* **Action item**: Go through the listing below and work out how many lines hold "timezones"; reply with the figure alone.

* **Data excerpts**:
((
PR #335, opened 2021-07-12
Scheduled send

AidanFromProgramming:
Added schedule send functionality to dozer


dozer/cogs/management.py
```diff
@@ -0,0 +1,200 @@
...
+import discord
+from dateutil import parser
+from discord.ext.commands import has_permissions, CommandInvokeError
+
+from ..db import asyncpg
+from ._utils import *
+from .general import blurple
+from .. import db
+
+timezones = {"CDT": "UTC-5", "EST": "UTC-5", "EDT": "UTC-4", "GMT": "UTC-0"}
```
tweirtx, line 19: I feel like there's a better way to do this.

tweirtx (changes requested):
Looks good other than the timezone handling

dozer/cogs/management.py
AidanFromProgramming: Moved timezone info to a json file that fits the very picky format of parser

dozer/cogs/management.py
```diff
@@ -0,0 +1,209 @@
...
+from discord.ext.commands import has_permissions, CommandInvokeError
+
+from ..db import asyncpg
+from ._utils import *
+from .general import blurple
+from .. import db
+
+DOZER_LOGGER = logging.getLogger(__name__)
+
+timezone_file = "timezones.json"
```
))
* **Output of the task**: 2